What you are asked to do:
Copy out, from the entries below, each line holding the string "danbartl".
** Excerpted records follows **
Issue #4602, opened 2023-05-17
[BUG] make_reduce with unequal index set panels raises ValueError: Input X contains NaN 


EduardoPach:
**Describe the bug**

When using a panel set with unequal DatetimeIndex raises ValueError: Input X contains NaN. When changing so that the indexes are all the same no errors are raised.

**To Reproduce**

```python
import numpy as np
import pandas as pd
from sklearn.pipeline import make_pipeline
from sklearn.ensemble import RandomForestRegressor
from sktime.transformations.series.date import DateTimeFeatures
from sktime.transformations.series.summarize import WindowSummarizer
from sktime.forecasting.model_selection import temporal_train_test_split
from sktime.forecasting.compose import ForecastingPipeline, make_reduction

def create_df(cat: str, dates: pd.DatetimeIndex) -> pd.DataFrame:
    df = pd.DataFrame({
        'category': [cat]*len(dates),
        'date': dates,
        'value': np.random.randn(len(dates))
    })

    return df


dates_a = pd.date_range(start='2018-01-01', end="2019-01-01", freq='MS')
dates_b = pd.date_range(start='2018-04-01', end="2019-01-01", freq='MS')
dates_c = pd.date_range(start='2018-05-01', end="2019-01-01", freq='MS')

cats = ["a" ,"b", "c"]
dates = [dates_a, dates_b, dates_c]


df = pd.concat([create_df(cat, date) for cat, date in zip(cats, dates)], ignore_index=True)
df.set_index(["category", "date"], inplace=True)

train, test = temporal_train_test_split(df, test_size=0.2)

regressor = make_pipeline(RandomForestRegressor(random_state=1))

kwargs = {
    "lag_feature": {
        "lag": [1, 2, 3],
        "mean": [[1, 3]],
        "std": [[1, 3]]
    }
}

forecaster = make_reduction(
    regressor,
    transformers=[WindowSummarizer(**kwargs, n_jobs=1)],
    window_length=None,
    strategy="recursive",
    pooling="global",
    scitype="tabular-regressor"
)

pipe = ForecastingPipeline(
    steps=[
        ("daily_season", DateTimeFeatures(ts_freq="M")),
        ("forecaster", forecaster)
    ]
)

pipe.fit(train);
```

**Expected behavior**
That the pipeline would have been fitted without any error.

**Additional context**
The specific problem has only different starts for each panel, i.e. series start at different timepoints, but end at the same timepoint.

**Versions**
<details>

</details>

[...]

PR #4644, opened 2023-05-25
[BUG] fix for `make_reduction` with unequal panels time index for `global` pooling

kbpk:
This PR partially fixes a problem with the unequal panels' time index described in #4602.

However, the problem requires further investigation, especially how is `window_length` determined. Getting an index by `get_time_index` does not seem to be the proper way. There should not be a limit for window size dependent on data size, at most there will be no data (truncate). Also, `get_time_index` should return a min/max time interval over all panels (hierarchical data), then every split should be performed on its basis.


fkiraly (changes requested):
Thanks! This looks like a really nice improvement!

Based on inspection, the changes make sense, although some test cases show a problem with zero samples - not sure whether that is coming from.

Further, the logic for `tr.truncate is None` seems a bit hacky - it changes the behaviour in an existing case, so it would require deprecation.
Can we avoid the `n_cut=0` case?

fkiraly:
FYI @danbartl - any insight on the issue with the test cases?

kbpk:
Currently, according to the docs, we can only have `WindowSummarizer` transformers. Thus, I've included the n=0 case. If you wish, I can remove that fragment. Just confirm.

fkiraly:
ok, I suppose @danbartl is not going to respond. Apologies for the wait, @kbpk.

Primarily, we should ensure that the tests pass (and without hacks).

So, if the tests pass without the `n=0` fragments, I would be fine with that.

fkiraly:
hm, it seems this is failing on the 3.7 versions?

Now 3.7 support will be removed as 3.7 will soon reach end of life - but it is still worth checking here if everything is correct and as intented with the logic.

fkiraly:
scheduled for after 0.20.0 and 3.7 EOL due to 3.7 specific failures

fkiraly:
updated from `main` - will merge if tests pass on 3.8-3.11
** End of Excerpted records **
Response below:
FYI @danbartl - any insight on the issue with the test cases?
ok, I suppose @danbartl is not going to respond. Apologies for the wait, @kbpk.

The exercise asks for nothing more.